# Were can i get Morio worms from???



## Danny2013 (Jul 4, 2013)

Hi, I am just wondering if anyone noes were i can buy morio worms from online? I have been looking all over and cannot find any! 

If anyone noes somebody that breeds them please let me know. Would be much appreciated 

:2thumb::2thumb::2thumb::2thumb::2thumb::2thumb::2thumb::2thumb::2thumb::2thumb::2thumb::2thumb::2thumb:

Owner of 2 Beardies


----------



## R1Dan (Nov 8, 2009)

Danny2013 said:


> Hi, I am just wondering if anyone noes were i can buy morio worms from online? I have been looking all over and cannot find any!
> 
> If anyone noes somebody that breeds them please let me know. Would be much appreciated
> 
> ...



Livefood Regular STANDARD MEALWORMS 1.5KG Live Food | eBay


----------



## Danny2013 (Jul 4, 2013)

R1Dan said:


> Livefood Regular STANDARD MEALWORMS 1.5KG Live Food | eBay



These are mealworms? I need morio worms sorry.


----------



## R1Dan (Nov 8, 2009)

Danny2013 said:


> These are mealworms? I need morio worms sorry.

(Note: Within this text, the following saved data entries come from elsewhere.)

PR #484, opened 2025-04-08
Prepare to eventually remove `ChildNameGenerator#CHILD_NAME_FILE`

basil:
`ChildNameGenerator#CHILD_NAME_FILE` introduces unnecessary complexity and has been at the scene of several concurrency issues, so we would like to eventually remove it. But it is not completely clear if it is still needed. I stepped through a few scenarios in the debugger in `cloudbees-folder`, `branch-api`, and `workflow-multibranch`, and I couldn't find a case where it was needed. But my confidence is low that I have fully understood the problem.

If there are no calls to `readItemName`, then it is pointless to write the item name and we can also remove all calls to `writeItemName`. So what would it take to remove all calls to `readItemName`? This PR computes the item name a new way, without relying on `readItemName`, and then calls `readItemName` to confirm that the results are the same. If the results are not the same, an `IllegalStateException` is thrown.

The idea is that if this change is delivered and no complaints occur, we can be reasonably sure that the new way of computing the item name does not introduce a regression. We can then delete the calls to `readItemName`, since we will be sure the replacement yields the same results. And as a result of deleting all calls to `readItemName`, we can also delete all calls to `writeItemName` as well, and the implementations of `readItemName` and `writeItemName` themselves.

If, on the other hand, a complaint does occur, then we will understand precisely the use case that needs to be tested before we can completely eliminate `CHILD_NAME_FILE`.

N/A

### Submitter checklist

### DIFF
--- a/src/main/java/com/cloudbees/hudson/plugins/folder/AbstractFolder.java
+++ b/src/main/java/com/cloudbees/hudson/plugins/folder/AbstractFolder.java
@@ -378,6 +378,13 @@ public abstract class AbstractFolder<I extends TopLevelItem> extends AbstractIte
                     }
                 }
                 name = childNameGenerator.writeItemName(parent, item, effectiveSubdir, childName);
+                String computedName = childNameGenerator.itemNameFromItem(parent, item);
+                if (computedName == null) {
+                    computedName = subdir.getName();
+                }
+                if (!computedName.equals(name)) {
+                    throw new IllegalStateException("Computed name '" + computedName + "' does not match name read from file '" + name + "'");
+                }
                 if (item instanceof AbstractItem) {
                     var abstractItem = (AbstractItem) item;
                     if (itemFromDir != null && !legacyName.equals(name) && abstractItem.getDisplayNameOrNull() == null) {
@@ -400,7 +407,15 @@ public abstract class AbstractFolder<I extends TopLevelItem> extends AbstractIte
 
     @Override
     public String getItemName(File dir, I item) {
-        return childNameGenerator().readItemName(dir);
+        String name = childNameGenerator().readItemName(dir);
+        String computedName = childNameGenerator().itemNameFromItem(this, item);
+        if (computedName == null) {
+            computedName = dir.getName();
+        }
+        if (!computedName.equals(name)) {
+            throw new IllegalStateException("Computed name '" + computedName + "' does not match name read from file '" + name + "'");
+        }
+        return name;
     }
 
     protected final I itemsPut(String name, I item) {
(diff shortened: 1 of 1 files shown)


Vlatombe:
So your proposal is to rely on `com.cloudbees.hudson.plugins.folder.ChildNameGenerator#itemNameFromItem`, instead of `ChildNameGenerator#CHILD_NAME_FILE`.
https://github.com/jenkinsci/cloudbees-folder-plugin/pull/82#discussion_r97208128 for motivation of the separate name file.

basil:
Yes, exactly. After migrating from Branch API 1.x (which is safe to assume as of https://github.com/jenkinsci/cloudbees-folder-plugin/pull/480), `CHILD_NAME_FILE` should contain the same information that is present in `ProjectNameProperty.class` and/or `BranchProjectFactory#branch` (or the folder name), which is what is used by `itemNameFromItem` to calculate the name.

src/main/java/com/cloudbees/hudson/plugins/folder/AbstractFolder.java
```diff
@@ -378,6 +378,13 @@ public static <K, V extends TopLevelItem> Map<K, V> loadChildren(AbstractFolder<
                     }
                 }
                 name = childNameGenerator.writeItemName(parent, item, effectiveSubdir, childName);
+                String computedName = childNameGenerator.itemNameFromItem(parent, item);
+                if (computedName == null) {
+                    computedName = subdir.getName();
+                }
+                if (!computedName.equals(name)) {
+                    throw new IllegalStateException("Computed name '" + computedName + "' does not match name read from file '" + name + "'");
```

Pretty much same thing, but heres another link Morio Worms (super worms) LOOK!!! | eBay


----------



## Danny2013 (Jul 4, 2013)

R1Dan said:


> Pretty much same thing, but heres another link Morio Worms (super worms) LOOK!!! | eBay


Thats em! Thankyou very much


----------



## Guest (Jul 12, 2013)

I think they are the same thing.... I bred from morio worms recently and as soon as they got to the size of adult mealworms they started chaging into beetles!


----------



## mrkeda (Nov 6, 2012)

Morio worms are different. I think the confusion is with ginat meal worms, they're just meal worms. 
I didn't know that until I had two colonys set up and breeding :bash:


----------



## StuOwen86 (Nov 12, 2012)

I've been buying morio's from pets at home.

Stu


----------



## Danny2013 (Jul 4, 2013)

I found some in the end! Ordered three tubs from Livefoods direct. Really cheap aswell and they look very healthy 

:2thumb::2thumb::2thumb:


----------



## R1Dan (Nov 8, 2009)

Danny2013 said:


> I found some in the end! Ordered three tubs from Livefoods direct. Really cheap aswell and they look very healthy
> 
> :2thumb::2thumb::2thumb:


Brill.: victory:


----------



## Dragon Farm (Aug 7, 2009)

Danny2013 said:


> I found some in the end! Ordered three tubs from Livefoods direct. Really cheap aswell and they look very healthy
> 
> :2thumb::2thumb::2thumb:


According to their own website they are not selling morios at the moment. I reckon you probably have oversized normal mealworms not morios.


----------



## tremerz97 (Nov 30, 2012)

they are not the same. size difference and morios contain a lot more fat


----------



## Dragon Farm (Aug 7, 2009)

Have you ever seen a nutritional analysis of these hormone fed, overgrown mealworms then to be able to compare them ?


----------



## mrkeda (Nov 6, 2012)

Dragon Farm said:


> Have you ever seen a nutritional analysis of these hormone fed, overgrown mealworms then to be able to compare them ?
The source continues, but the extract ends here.